Forecasting with different primitives highlights mental model differences: Disagreement often arises because people conceptualize problems using different foundational building blocks ("primitives"); surfacing these differences can lead to better communication and model integration.
Practical applications show promise but need more testing: A small experiment at Manifest 2023 showed that a fine-tuned GPT-3.5 could generate crux questions rated more informative than those from humans, but larger trials are needed.
Invitation to collaborate: The authors are exploring these ideas further at Metaculus and invite others interested in applying or refining such techniques to reach out.

This comment was auto-generated by the EA Forum Team. Feel free to point out issues with this summary by replying to the comment, and contact us if you have feedback.

Jonas Hallgren 🔸 @ 2025-04-18T07:00 (+1)

This is very nice!

I've been thinking that there's a nice generalisable analogy between bayesian updating and forecasting. (It is quite no shit when you think about it but it feels like people aren't exploiting it?)

I'm doing a project on simulating a version of this idea but in a way that utilizes democratic decision making called Predictive Liquid Democracy (PLD) and I would love to hear if you have any thoughts on the general setup. It is model parameterization but within a specific democratic framing.

PLD is basically saying the following:

What if we could set up a trust based meritocratic voting network based on the predictions about how well a candidate will perform? It is futarchy with some twists.
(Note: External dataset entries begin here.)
Issue #1994, opened 2024-09-23
ADMIN - Resolve HC EOMC in MMIS - bug due to NAT error


C-Love:
In running the report - the script failed because one worker number threw a NAT error. 

Added handling to identify this error and continue the script run to complete the report.

C-Love:
Done - now we have this nonsense written down somewhere

PR #1995, opened 2024-09-23
#1994 ADMIN - Resolve HC EOMC in MMIS - bug with NAT error

C-Love:
I don't know that this will be an ongoing issue but since a similar result happened on another script, I was thinking we could save this to record the issue/solution and maybe remember it.


courtrightd (approved):
Approved I guess.

Issue #1108, opened 2023-01-09
ELIGIBILITY SUMMARY - add support for Significant Change


C-Love:
Update functionality to support processing significant change.

Processes to address:
- FIAT
- WCOMs
- Possible MEMOs
- Possible MONY/CHCK

POLI TEMP TE02.13.11

This is some of the work outlined in #94

C-Love:
This appears resolved. No issues reported.

PR #1996, opened 2024-09-24
#1108 NOTES - Elig Summ - Sig Change CASE NOTE

C-Love:
Read ELIG/MFSC for information and create a Significant Change specific NOTE


courtrightd (approved):
A-Ok from here.

Issue #1998, opened 2024-09-25
function start_a_blank_CASE_NOTE() - improve error handling


MDR22:
Add additional error handling to capture more details in script lowdown such as the panel where the error occurs and capturing the MAXIS mode, even if not on CASE/NOTE

PR #2000, opened 2024-09-25
#1998 function start_a_blank_CASE_NOTE() - improve error handling 

MDR22:
Add additional error handling to capture more details in script lowdown such as the panel where the error occurs and capturing the MAXIS mode, even if not on CASE/NOTE


C-Love:
Just a thought - would it be helpful to capture row 2 - to grab what screen we are on?

MDR22:
Updated to read the panel name too

courtrightd (approved):
Approved!

Issue #1376, opened 2023-06-30
IV-E Script Updates


IlseFerris:
7 scripts need updating and new one created for Adoption Assistance, IVE, MA Needy Child, and Trial Home Visit. 
Project request submitted by HSS, BS. Saved request in LAN drive. 

Scripts to Update:

- [x] Trial Home Visit
- [x] Adoption Assistance
- [x] IVE
- [x] Elig Review
- [x] MA Needy Child
- [x] Northstar Kinship - New Script

C-Love:
Discussed with IVE Team - test for 2 weeks unless issues or changes are needed.

C-Love:
Script changes confirmed by the team, completed.

PR #2001, opened 2024-09-26
#1376 IVE - Adoption Assistance - switch close and placement ended

C-Love:
Report from IV-E Workers that the details of these two options should be aligned in this way.


courtrightd (approved):
Approved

Now for the generalised framing in terms of graphs that I'm thinking of:

As an example, if we look at a research network we can say that they're trying to optimise for a certain set of outcomes (citations, new research) and they're trying to make predictions that are going to work. P(U|A)
From a system perspective it is hard to influence the nodes even though it is possible. We therfore say that the edges of the graph that is the research network is what we'll optimise. We can then set up a graph that has the signals and graph connections optimised to reach the truth.
Since we don't care about the nodes we can also use AIs to help in a combination with human experts.

I'm writing a paper on setting up the variational mathematics behind this right now. I'm also writing a paper on some more specific simulations of this to run so I'm very grateful for any thoughts you might have of this setup!